YOUR OBJECTIVE: Tally up the lines in the following entries where the string "allOf" appears, and answer with the number alone.

[Records from a collection]

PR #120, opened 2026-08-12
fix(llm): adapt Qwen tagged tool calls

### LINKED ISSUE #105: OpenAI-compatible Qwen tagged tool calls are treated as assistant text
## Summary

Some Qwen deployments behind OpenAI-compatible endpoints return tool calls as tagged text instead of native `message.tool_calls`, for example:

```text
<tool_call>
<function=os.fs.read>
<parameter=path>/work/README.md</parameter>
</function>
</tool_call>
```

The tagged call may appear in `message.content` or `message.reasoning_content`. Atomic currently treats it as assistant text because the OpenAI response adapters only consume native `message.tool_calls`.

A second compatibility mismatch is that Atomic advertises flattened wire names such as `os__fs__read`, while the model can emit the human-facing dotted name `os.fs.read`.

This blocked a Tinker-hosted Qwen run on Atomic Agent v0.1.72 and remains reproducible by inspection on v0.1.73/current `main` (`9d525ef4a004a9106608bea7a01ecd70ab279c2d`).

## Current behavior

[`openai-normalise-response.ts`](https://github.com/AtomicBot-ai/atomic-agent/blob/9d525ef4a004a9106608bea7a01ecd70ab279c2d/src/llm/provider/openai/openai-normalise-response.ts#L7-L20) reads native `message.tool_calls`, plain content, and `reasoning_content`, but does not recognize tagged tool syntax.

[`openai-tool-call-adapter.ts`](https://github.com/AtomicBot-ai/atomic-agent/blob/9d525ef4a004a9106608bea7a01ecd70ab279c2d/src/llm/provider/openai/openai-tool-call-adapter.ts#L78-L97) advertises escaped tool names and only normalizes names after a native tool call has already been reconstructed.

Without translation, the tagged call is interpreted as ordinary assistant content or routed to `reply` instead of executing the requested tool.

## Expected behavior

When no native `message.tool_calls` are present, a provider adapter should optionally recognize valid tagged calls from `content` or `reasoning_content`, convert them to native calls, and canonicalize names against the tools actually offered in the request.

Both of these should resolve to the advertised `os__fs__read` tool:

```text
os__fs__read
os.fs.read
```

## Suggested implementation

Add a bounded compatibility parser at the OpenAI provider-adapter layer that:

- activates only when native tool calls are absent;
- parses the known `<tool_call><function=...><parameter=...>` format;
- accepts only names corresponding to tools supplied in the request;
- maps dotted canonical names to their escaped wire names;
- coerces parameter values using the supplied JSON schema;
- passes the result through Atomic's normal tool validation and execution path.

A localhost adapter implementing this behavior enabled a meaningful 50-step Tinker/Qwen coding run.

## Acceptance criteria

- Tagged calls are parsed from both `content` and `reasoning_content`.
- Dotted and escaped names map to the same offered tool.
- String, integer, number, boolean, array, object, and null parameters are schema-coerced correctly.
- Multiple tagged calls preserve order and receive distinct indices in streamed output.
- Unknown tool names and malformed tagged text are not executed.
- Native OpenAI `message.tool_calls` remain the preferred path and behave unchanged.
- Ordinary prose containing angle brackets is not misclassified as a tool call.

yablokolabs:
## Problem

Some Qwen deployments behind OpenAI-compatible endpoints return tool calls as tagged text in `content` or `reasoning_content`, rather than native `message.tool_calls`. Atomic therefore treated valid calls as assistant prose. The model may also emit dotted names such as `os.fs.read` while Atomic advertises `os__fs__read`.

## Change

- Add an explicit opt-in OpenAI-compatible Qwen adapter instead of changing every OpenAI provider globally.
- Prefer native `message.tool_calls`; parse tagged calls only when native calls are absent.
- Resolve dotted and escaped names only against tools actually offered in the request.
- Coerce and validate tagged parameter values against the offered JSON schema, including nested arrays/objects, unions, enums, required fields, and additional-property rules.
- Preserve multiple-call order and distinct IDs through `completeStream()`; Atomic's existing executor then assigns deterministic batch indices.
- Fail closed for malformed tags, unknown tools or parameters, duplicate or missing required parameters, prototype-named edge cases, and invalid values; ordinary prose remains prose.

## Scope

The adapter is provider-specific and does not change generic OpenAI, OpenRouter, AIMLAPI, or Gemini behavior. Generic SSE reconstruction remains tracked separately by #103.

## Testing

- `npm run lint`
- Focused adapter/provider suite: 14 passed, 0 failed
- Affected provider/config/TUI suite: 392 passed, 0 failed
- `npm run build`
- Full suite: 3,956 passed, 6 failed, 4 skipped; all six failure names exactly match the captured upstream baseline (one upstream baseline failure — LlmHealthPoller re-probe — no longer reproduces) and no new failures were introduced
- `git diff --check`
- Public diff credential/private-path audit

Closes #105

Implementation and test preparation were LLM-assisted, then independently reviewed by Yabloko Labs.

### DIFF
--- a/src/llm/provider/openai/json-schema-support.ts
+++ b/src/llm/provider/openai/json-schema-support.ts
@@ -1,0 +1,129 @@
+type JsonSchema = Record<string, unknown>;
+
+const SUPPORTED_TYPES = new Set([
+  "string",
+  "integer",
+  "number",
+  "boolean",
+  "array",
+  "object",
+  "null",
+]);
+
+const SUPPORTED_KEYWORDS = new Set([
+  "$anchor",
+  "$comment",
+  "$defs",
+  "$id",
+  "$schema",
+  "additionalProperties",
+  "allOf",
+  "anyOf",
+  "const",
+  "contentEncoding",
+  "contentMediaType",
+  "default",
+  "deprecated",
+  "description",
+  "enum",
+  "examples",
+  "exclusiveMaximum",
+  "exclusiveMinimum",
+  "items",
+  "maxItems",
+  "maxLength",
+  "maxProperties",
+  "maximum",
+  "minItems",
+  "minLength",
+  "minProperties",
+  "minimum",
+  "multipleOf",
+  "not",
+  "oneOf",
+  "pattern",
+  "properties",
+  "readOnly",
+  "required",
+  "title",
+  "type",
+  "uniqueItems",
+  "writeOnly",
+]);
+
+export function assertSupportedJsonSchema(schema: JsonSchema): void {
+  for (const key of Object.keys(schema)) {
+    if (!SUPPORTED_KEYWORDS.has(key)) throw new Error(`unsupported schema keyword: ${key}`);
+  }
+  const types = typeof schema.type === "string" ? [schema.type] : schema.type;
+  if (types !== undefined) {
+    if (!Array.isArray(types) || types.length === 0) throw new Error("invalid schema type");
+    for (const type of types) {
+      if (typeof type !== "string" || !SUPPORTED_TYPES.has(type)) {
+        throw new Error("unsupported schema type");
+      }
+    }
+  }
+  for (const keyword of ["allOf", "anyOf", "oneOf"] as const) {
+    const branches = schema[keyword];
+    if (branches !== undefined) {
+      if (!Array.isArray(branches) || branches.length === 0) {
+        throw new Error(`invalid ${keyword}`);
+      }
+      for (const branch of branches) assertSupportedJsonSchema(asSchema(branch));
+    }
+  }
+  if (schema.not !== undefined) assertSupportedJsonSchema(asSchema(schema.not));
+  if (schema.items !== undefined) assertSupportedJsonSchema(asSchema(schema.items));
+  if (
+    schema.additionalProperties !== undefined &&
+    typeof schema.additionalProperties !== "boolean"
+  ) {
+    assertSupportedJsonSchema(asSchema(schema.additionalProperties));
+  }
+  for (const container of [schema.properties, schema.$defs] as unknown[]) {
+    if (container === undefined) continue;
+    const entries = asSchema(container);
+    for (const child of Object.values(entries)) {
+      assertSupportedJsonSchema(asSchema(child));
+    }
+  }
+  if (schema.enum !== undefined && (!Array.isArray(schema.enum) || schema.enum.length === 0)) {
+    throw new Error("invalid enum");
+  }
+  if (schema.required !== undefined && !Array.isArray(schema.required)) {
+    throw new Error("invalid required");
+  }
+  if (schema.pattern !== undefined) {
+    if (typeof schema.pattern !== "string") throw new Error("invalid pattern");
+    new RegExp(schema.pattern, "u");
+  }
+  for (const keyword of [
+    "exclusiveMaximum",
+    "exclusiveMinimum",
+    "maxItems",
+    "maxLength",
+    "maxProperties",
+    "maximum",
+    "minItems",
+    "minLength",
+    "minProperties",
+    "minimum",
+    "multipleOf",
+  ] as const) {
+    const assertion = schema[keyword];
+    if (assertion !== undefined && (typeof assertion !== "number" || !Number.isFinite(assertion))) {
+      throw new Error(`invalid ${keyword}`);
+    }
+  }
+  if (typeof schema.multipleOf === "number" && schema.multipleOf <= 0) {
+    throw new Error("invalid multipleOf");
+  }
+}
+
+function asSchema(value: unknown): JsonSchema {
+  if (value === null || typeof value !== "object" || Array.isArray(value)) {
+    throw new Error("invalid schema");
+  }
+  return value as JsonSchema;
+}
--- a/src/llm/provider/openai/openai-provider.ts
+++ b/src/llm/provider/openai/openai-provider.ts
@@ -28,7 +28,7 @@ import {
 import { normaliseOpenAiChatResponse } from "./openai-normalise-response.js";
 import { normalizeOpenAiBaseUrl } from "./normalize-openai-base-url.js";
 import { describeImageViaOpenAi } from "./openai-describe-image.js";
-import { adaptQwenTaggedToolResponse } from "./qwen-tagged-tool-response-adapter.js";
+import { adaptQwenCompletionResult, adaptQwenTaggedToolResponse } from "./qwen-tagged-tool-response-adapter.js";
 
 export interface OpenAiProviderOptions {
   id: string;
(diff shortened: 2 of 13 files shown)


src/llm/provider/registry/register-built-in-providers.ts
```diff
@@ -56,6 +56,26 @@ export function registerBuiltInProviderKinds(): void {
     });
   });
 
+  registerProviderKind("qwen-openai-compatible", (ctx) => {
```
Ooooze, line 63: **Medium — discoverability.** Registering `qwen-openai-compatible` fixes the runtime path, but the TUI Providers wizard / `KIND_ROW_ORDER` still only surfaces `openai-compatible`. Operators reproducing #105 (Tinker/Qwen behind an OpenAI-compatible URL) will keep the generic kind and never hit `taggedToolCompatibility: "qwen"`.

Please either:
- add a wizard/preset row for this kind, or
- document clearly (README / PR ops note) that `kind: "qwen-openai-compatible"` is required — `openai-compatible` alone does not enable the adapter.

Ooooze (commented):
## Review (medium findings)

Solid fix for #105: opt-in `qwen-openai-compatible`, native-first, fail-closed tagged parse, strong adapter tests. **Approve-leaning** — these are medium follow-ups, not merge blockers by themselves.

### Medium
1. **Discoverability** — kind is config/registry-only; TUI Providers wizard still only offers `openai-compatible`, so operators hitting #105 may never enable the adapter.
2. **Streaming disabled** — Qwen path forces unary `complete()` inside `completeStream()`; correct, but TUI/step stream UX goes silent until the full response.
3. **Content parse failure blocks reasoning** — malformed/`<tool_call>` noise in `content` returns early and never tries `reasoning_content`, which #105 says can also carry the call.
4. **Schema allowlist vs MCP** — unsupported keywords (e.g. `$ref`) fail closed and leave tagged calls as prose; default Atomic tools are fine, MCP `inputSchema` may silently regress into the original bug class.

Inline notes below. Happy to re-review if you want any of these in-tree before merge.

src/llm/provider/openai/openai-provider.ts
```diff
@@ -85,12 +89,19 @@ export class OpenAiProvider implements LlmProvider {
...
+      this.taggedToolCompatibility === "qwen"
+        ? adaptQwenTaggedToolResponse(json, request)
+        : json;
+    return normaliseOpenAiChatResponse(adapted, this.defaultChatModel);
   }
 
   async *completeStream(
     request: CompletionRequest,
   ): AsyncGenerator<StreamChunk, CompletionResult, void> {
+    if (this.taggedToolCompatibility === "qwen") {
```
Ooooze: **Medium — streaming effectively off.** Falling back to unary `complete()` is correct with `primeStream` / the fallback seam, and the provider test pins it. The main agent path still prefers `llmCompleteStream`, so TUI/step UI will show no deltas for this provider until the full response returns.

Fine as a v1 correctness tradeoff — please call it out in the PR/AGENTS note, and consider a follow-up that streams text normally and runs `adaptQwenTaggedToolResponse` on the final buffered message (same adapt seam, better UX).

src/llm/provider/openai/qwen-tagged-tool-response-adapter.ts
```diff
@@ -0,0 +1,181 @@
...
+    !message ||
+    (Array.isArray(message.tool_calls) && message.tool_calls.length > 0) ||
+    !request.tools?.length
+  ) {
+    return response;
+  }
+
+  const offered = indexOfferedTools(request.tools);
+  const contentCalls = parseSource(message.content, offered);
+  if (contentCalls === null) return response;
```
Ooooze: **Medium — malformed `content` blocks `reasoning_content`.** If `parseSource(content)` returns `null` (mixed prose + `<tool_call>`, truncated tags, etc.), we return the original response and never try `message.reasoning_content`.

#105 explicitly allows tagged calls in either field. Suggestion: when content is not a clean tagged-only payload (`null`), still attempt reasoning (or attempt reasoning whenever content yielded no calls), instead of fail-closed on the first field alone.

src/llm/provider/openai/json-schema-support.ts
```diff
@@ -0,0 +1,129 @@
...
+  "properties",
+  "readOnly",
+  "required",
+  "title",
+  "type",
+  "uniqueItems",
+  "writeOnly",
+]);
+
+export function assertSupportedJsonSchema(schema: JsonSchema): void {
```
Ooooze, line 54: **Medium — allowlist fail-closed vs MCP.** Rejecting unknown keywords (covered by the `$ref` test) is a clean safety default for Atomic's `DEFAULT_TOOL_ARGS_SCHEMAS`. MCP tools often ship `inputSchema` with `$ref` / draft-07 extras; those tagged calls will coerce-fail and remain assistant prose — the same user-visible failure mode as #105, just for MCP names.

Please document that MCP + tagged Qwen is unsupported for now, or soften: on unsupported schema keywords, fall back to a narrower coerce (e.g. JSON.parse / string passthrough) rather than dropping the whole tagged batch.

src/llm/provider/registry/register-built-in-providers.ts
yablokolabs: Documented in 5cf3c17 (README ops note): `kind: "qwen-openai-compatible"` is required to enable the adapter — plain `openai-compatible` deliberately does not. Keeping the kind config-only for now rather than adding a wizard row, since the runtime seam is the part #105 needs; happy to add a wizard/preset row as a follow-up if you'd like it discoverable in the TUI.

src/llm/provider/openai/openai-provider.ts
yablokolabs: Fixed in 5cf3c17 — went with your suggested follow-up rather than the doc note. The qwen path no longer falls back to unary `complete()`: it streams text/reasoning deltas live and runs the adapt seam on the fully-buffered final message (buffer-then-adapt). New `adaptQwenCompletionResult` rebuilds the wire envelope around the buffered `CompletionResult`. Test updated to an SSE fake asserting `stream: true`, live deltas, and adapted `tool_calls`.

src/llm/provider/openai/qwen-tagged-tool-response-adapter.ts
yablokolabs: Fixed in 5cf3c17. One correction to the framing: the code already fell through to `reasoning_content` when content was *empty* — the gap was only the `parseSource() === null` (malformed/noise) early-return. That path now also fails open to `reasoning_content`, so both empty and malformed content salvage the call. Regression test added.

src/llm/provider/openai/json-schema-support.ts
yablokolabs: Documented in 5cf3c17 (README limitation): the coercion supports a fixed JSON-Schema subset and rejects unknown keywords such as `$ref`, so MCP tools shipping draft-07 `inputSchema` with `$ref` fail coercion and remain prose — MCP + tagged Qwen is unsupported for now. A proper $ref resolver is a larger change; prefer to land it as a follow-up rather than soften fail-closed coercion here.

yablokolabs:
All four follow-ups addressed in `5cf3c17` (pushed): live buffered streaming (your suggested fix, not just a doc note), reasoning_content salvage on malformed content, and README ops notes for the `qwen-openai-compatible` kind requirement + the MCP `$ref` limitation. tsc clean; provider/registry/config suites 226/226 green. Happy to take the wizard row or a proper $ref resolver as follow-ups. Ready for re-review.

RESPONSE: 2